XXIII Domingo del Tiempo Ordinario, Ciclo C

Adula, que conseguiras votos

Autor: Padre Pedrojosé Ynaraja

 

 

Seguramente, mis queridos jóvenes lectores, habréis escuchado que os dicen: vosotros sois la esperanza de la sociedad, del pueblo o de la Iglesia, depende de quien a vosotros se os dirige. Pues yo no os diré esto. Vosotros, vuestras personas mientras permanezcan vivas, representáis el porvenir de lo que sea. El que ese porvenir imaginemos sea halagüeño, depende de vuestra voluntad, de vuestro estado de ánimo, de si encontráis por el camino acicates que os ilusionen, personas que os ayuden y a la vez exijan. Principalmente, depende de que en el horizonte espiritual, vislumbréis algo que os atraiga y os ilusione. Como estoy hablándoos en cristiano, para que vuestro futuro sea esperanzador, es preciso que no dejéis de tener siempre presente que el futuro de un ser humano no se acaba con la muerte, característica esta de la existencia vegetal y animal, sino que tenemos una puerta abierta a la eternidad. Que en esa puerta se encuentra Cristo, pero que, sin dejarla desamparada, también es verdad que Él mismo se hace compañero de ruta. Tal vez no lo reconozcamos, tal vez ni buscándolo a nuestro alrededor sepamos verlo, pero, sin ninguna duda, no se aparta de nosotros, si caminamos.
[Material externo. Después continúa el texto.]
PR #344, opened 2020-03-24
Store lambda vectors on the ExponentiatedGradient object

romanlutz:
This is another step towards enabling us to plug them into Grid Search. 
This is related to the reductions refactoring outlined in https://github.com/fairlearn/fairlearn-proposals/issues/4

### DIFF
--- a/fairlearn/reductions/_exponentiated_gradient/exponentiated_gradient.py
+++ b/fairlearn/reductions/_exponentiated_gradient/exponentiated_gradient.py
@@ -69,6 +69,8 @@ class ExponentiatedGradient(BaseEstimator, MetaEstimatorMixin):
         self._best_t = None
         self._n_oracle_calls = 0
         self._oracle_calls_execution_time = None
+        self._lambdas = pd.DataFrame()
+        self._lambdas_LP = pd.DataFrame()
 
     def fit(self, X, y, **kwargs):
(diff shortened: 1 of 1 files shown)


fairlearn/reductions/_exponentiated_gradient/exponentiated_gradient.py
```diff
@@ -69,6 +69,8 @@ def __init__(self, estimator, constraints, eps=0.01, T=50, nu=None, eta_mul=2.0)
         self._best_t = None
         self._n_oracle_calls = 0
         self._oracle_calls_execution_time = None
+        self._lambdas = pd.DataFrame()
```
romanlutz: do we want it to be lambdas or lambda_vecs?

fairlearn/reductions/_exponentiated_gradient/exponentiated_gradient.py
```diff
@@ -69,6 +69,8 @@ def __init__(self, estimator, constraints, eps=0.01, T=50, nu=None, eta_mul=2.0)
         self._best_t = None
         self._n_oracle_calls = 0
         self._oracle_calls_execution_time = None
+        self._lambda_vecs = pd.DataFrame()
```
MiroDudik: I think we will need to change the name `_lambda_vecs` to something else, but let's do that in a future PR.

Jesús no ofrece en el evangelio del presente domingo palabras aduladoras. Él no pretende conseguir votos, para poder auparse en el poder. El programa que os propone es un plan de vida exigente. A ninguno de vosotros os gusta que os exijan. Preferís palabras amables, promesas fáciles, elogios personales. Ningún político de turno sería capaz de hablaros como lo hace Cristo hoy. Si lo hiciera, fracasaría completamente. Pero debéis reconocer que quienes se dirigen a vosotros con palabras lisonjeras, a menudo, no cumplen lo que os prometen, os dan facilidades y pretenden ilusionaros con valores positivos pero de valor mediocre, así que después, si por fortuna llegáis a poseerlos, os encontráis hueros de gozo y os sentís engañados.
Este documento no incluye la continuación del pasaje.